A2A vs. the other five — the honest comparison
A2A operates at a different layer of the stack than the other artifacts in this study. The comparison is therefore axis-by-axis, not feature-by-feature.
| Axis | A2A | AGENTS.md | OpenSpec | Spec Kit | GSD | 12-Factor Agents |
|---|---|---|---|---|---|---|
| What it is | Wire protocol | File convention | Markdown convention + CLI | Methodology + Python CLI | Multi-runtime installer + 65 commands | Manifesto / principles |
| Layer | Network — between agent processes | Repo — context for the AI editing your code | Repo — feature-level specs for AI to implement | Repo — feature-level specs + phase gates | Repo — orchestrated end-to-end build | App architecture — how you design an agent |
| Audience | Engineers building agentic services that interoperate | Developers using AI assistants in a codebase | Developers using AI assistants in a codebase | Developers using AI assistants in a codebase | Solo / small-team builders using AI assistants | Engineers building agent products |
| Primary artifact | AgentCard, Task, Message, Part, Artifact (proto messages on the wire) | AGENTS.md file at root + nested | openspec/specs/ + openspec/changes/ | specs/NNN-feature/ + .specify/ | .planning/ directory | 13 essays |
| Toolchain | Five SDKs (Python, Go, JS, Java, .NET) + any HTTP client | None | Node/npm | Python (uv/pipx) | Node/npm + multi-runtime install | None |
| Ecosystem reach | 8-company TSC + 166 partner orgs + Linux Foundation | 23 agents + 60k+ repos + Linux Foundation | ~25 integrations | ~30 integrations | 16 runtimes | N/A |
| Versioning | Per-AgentInterface declared protocol version (v0.3 + v1.0 advertisable simultaneously) | None | Schema-driven | Constitution + extensions/presets | Tier system | None |
| Security | Signed Agent Cards (JWS), security schemes, OAuth 2.0 + PKCE, mTLS | Advisory text in markdown | None first-class | Phase-gate driven | Hooks + injection scanning | Factor 7 (human approval as a tool) |
The clean way to think about how they fit together: a developer building a customer-facing agent product might use 12-Factor Agents principles to architect the service, AGENTS.md at the root of the codebase so AI assistants know the build/test commands, OpenSpec or Spec Kit or GSD to drive the AI through implementing each feature, and A2A as the protocol that the resulting service exposes to other agents on the open internet. They are stackable, not competitive.

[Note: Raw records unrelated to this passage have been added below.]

PR #5276, opened 2024-07-29
Proposal: Support to Specify Extra Volumes and Volume Mounts for Karmada Control Plane Components

jabellard:
**What type of PR is this?**

/kind design

- Details are contained in the proposal.

Fixes #

```release-note
NONE
```

### DIFF
--- a/docs/proposals/karmada-operator/api-server-extra-volumes-volume-mounts/README.md
+++ b/docs/proposals/karmada-operator/api-server-extra-volumes-volume-mounts/README.md
@@ -1,0 +1,73 @@
+---
+title: Support to Specify Extra Volumes and Volume Mounts for Karmada API Server Component
+authors:
+- "@jabellard"
+reviewers:
+- "@RainbowMango"
+approvers:
+- "@RainbowMango"
+
+creation-date: 2024-07-29
+
+---
+
+# Support to Specify Extra Volumes and Volume Mounts for Karmada API Server Component
+
+
+## Summary
+
+This proposal aims to introduce the ability to specify extra volumes and volume mounts for the Karmada API server component when creating a Karmada instance managed by the Karmada operator. 
+This enhancement will extend the current configuration capabilities, allowing users to meet additional requirements such as having the ability to configure encryption at rest or to configure
+custom authentication webhooks.
+
+## Motivation
+Currently, the Karmada operator allows specifying extra arguments for the Karmada API server component, but lacks support for specifying extra volumes and volume mounts for it. 
+This limitation hinders certain use cases that require additional configurations for security and customization. For instance, as of today, it's not possible to configure a custom authentication 
+webhook nor encryption at rest. 
+
+### Goals
+- Enable users to specify extra volumes and volume mounts for Karmada API server component to unlock the following use cases:
+    - Ability to configure a custom authentication webhook
+    - Ability to configure encryption at rest
+
+It's important to note that although this support will unlock the aforementioned use cases, given that there is a lot that can be configured for the API server component by having the ability to specify not only extra args, but 
+also extra volumes and volume mounts, other potential use cases requiring similar configurations are also unlocked.
+
+
+### Non-Goals
+- Introducing changes to the core functionality of the Karmada API server component.
+- Overhauling the existing configuration of the Karmada API server component beyond the scope of adding extra volumes and volume mounts.
+
+
+## Proposal
+Introduce the new optional fields `ExtraVolumes` and `ExtraVolumeMounts` within the Karmada API server component configuration.
+
+## Design Details
+
+Introduce the new optional fields `ExtraVolumes` and `ExtraVolumeMounts` within Karmada API server component configuration.
+With these new fields, the configuration would look as follows:
+```go
+// KarmadaAPIServer holds settings to kube-apiserver component of the kubernetes.
+// Karmada uses it as its own apiserver in order to provide Kubernetes-native APIs.
+type KarmadaAPIServer struct {
+	// Other existing fields
+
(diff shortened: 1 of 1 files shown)


docs/proposals/karmada-components-extra-volumes/README.md
```diff
@@ -0,0 +1,58 @@
...
+- Enable users to specify extra volumes and volume mounts for Karmada control plane components.
+
+
+### Non-Goals
+- Introducing changes to the core functionality of the Karmada control plane components.
+- Overhauling the existing configuration of Karmada control plane components beyond the scope of adding extra volumes and volume mounts.
+
+
+## Proposal
+Introduce the new optional fields `ExtraVolumes` and `ExtraVolumeMounts` within Karmada control plane component configurations.
```
RainbowMango, line 38: Could you please make a list of components that would introduce the fields? That would help to make clear the scope of this proposal.

docs/proposals/karmada-components-extra-volumes/README.md
```diff
@@ -0,0 +1,58 @@
...
+Let's take the API server component as an example. With these new fields, the configuration would look as follows:
+```go
+// KarmadaAPIServer holds settings to kube-apiserver component of the kubernetes.
+// Karmada uses it as its own apiserver in order to provide Kubernetes-native APIs.
+type KarmadaAPIServer struct {
+	// Other existing fields
+
+	// ExtraVolumes specifies a list of extra volumes for the API server's pod
+	// +optional
+	ExtraVolumes []corev1.Volume `json:"extraVolumes,omitempty"`
```
RainbowMango, line 52: There are a lot of volume source types. We might need to declare which are supported.

docs/proposals/karmada-components-extra-volumes/README.md
```diff
@@ -0,0 +1,58 @@
...
+
+## Summary
+
+This proposal aims to introduce the ability to specify extra volumes and volume mounts for Karmada control plane components when creating a Karmada instance managed by the Karmada operator. 
+This enhancement will extend the current configuration capabilities, allowing users to meet additional requirements such as having the ability to configure encryption at rest or to configure
+custom authentication webhooks.
+
+## Motivation
+Currently, the Karmada operator allows specifying extra arguments for the Karmada control plane components, but lacks support for specifying extra volumes and volume mounts for those components. 
+This limitation hinders certain use cases that require additional configurations for security and customization. For instance, as of today, it's not possible to configure a custom authentication
```
RainbowMango, line 25: Could you please describe the use case in more detail? How this volumes will be used?

jabellard:
@RainbowMango , thanks for the constructive feedback. I just pushed some changes to address your comments, so I think this should be ready to go. Currently working on the implementation PR and will push that soon.

RainbowMango (commented):
/assign

docs/proposals/karmada-operator/api-server-extra-volumes-volume-mounts/README.md
```diff
@@ -0,0 +1,63 @@
...
+type KarmadaAPIServer struct {
+	// Other existing fields
+
+	// ExtraVolumes specifies a list of extra volumes for the API server's pod
+	// +optional
+	ExtraVolumes []corev1.Volume `json:"extraVolumes,omitempty"`
+
+	// ExtraVolumeMounts specifies a list of extra volume mounts to be mounted into the API server's container
+	// +optional
+	ExtraVolumeMounts []corev1.VolumeMount `json:"extraVolumeMounts,omitempty"`
```
RainbowMango, line 61: Hi @jabellard I'm looking at the field names, both fields are prefixed with `Extra`.

I can understand why you named it with `extra`, that is we already have some hardcoded volumes and mounts, like:
```yaml
  volumes:
  - name: apiserver-cert
    secret:
      defaultMode: 420
      secretName: karmada-demo-cert
  - name: etcd-cert
    secret:
      defaultMode: 420
      secretName: karmada-demo-etcd-cert
```
and 
```yaml
    volumeMounts:
    - mountPath: /etc/karmada/pki
      name: apiserver-cert
      readOnly: true
    - mountPath: /etc/etcd/pki
      name: etcd-cert
      readOnly: true
```

I have a feeling that a little bit of context is missing here.

Maybe we should go without `extra` or add more comments on that. What do you think?

RainbowMango: By the way, we have the same feeling on [ExtraArgs](https://github.com/karmada-io/karmada/blob/f2f57c19da9db728a72b5ef50107baf676a69fdf/operator/pkg/apis/operator/v1alpha1/type.go#L291) just on above of the proposed fields. From the users's perspective, they might not know what kind of args are already set.

jabellard: Thanks for sharing that perspective. I do agree with you that a user creating the CR will lack context into what will be set by default if it's not documented. For volumes and volumes mounts, by default, the code will add volumes and volume mounts for certs as that's a base requirement for a functioning control plane. As you mentioned above, we can remediate the lack of context from a user's perspective by adding more documentation to clearly communicate what is automatically handled by the operator for a base setup, and how those new fields can be used the further customize that setup.  Do you see that as sensible way forward?

RainbowMango: Yes, I agree, I guess you mean adding more documentation is more comments on that.

jabellard: Yes. Just pushed some changes for that.

RainbowMango (approved):
/lgtm
/approve
Thanks.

The most important thing A2A shares with AGENTS.md (and only AGENTS.md): both are stewarded by the Linux Foundation as neutral standards. That governance shape is what separates a real ecosystem standard from a vendor’s marketing artifact, and it’s the structural reason A2A is positioned to do for agent communication what HTTP did for client-server communication.
One-line summary
A2A wins by being the only artifact in this study that lives on the wire between processes: a Linux-Foundation-governed, eight-company-TSC, Apache-2.0-licensed protocol with Agent Cards (signed manifests), Tasks (long-lived units of work), and three transport bindings (JSON-RPC, gRPC, HTTP+JSON) — making it the standard for two opaque agentic applications, built on different frameworks by different vendors, to discover each other and collaborate without exposing internal state, memory, or tools.